WORK ORDER -> Read through the records. Copy each line that has the word "only".

EXTRACTED DATA ->
════════════════════

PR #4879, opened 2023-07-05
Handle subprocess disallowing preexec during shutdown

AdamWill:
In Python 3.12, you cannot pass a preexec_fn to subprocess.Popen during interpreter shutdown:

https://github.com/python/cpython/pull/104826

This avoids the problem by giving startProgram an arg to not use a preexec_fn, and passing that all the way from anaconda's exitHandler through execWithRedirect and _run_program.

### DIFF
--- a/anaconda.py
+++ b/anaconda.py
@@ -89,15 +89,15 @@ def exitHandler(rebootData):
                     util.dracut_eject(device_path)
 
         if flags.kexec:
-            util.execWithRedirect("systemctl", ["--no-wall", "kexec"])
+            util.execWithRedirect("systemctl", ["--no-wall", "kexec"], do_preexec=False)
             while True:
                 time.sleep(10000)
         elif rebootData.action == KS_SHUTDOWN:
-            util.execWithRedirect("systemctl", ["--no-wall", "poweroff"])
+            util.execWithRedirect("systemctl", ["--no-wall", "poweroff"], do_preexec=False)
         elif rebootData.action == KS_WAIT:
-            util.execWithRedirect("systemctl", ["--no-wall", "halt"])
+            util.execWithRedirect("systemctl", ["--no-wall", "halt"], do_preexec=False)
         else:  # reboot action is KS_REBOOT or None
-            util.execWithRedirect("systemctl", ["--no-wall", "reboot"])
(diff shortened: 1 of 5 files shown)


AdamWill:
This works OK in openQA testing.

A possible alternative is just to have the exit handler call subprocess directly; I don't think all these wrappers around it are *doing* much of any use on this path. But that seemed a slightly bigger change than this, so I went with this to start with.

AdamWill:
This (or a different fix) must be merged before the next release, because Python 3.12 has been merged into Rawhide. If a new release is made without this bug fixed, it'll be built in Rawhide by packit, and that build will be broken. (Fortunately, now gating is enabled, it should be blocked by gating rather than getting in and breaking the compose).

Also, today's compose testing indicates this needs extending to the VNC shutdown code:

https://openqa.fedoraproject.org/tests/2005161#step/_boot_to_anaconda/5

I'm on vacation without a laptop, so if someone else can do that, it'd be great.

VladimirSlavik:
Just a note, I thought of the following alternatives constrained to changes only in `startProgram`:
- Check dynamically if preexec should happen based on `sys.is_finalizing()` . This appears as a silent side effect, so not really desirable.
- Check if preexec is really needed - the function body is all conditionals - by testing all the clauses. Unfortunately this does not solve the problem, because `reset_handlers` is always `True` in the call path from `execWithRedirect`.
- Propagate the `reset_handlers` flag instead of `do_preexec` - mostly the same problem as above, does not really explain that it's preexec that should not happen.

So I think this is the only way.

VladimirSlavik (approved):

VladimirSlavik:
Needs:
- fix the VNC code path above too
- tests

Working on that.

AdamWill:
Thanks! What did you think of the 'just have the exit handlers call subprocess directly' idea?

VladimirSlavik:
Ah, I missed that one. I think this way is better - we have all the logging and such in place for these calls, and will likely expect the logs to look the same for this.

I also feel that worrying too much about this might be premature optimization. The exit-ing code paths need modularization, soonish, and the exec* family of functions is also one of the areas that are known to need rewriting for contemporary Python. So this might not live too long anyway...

════════════════════

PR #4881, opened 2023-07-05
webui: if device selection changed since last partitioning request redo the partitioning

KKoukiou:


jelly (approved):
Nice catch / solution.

════════════════════

ANSWER BELOW ->
Just a note, I thought of the following alternatives constrained to changes only in `startProgram`:
So I think this is the only way.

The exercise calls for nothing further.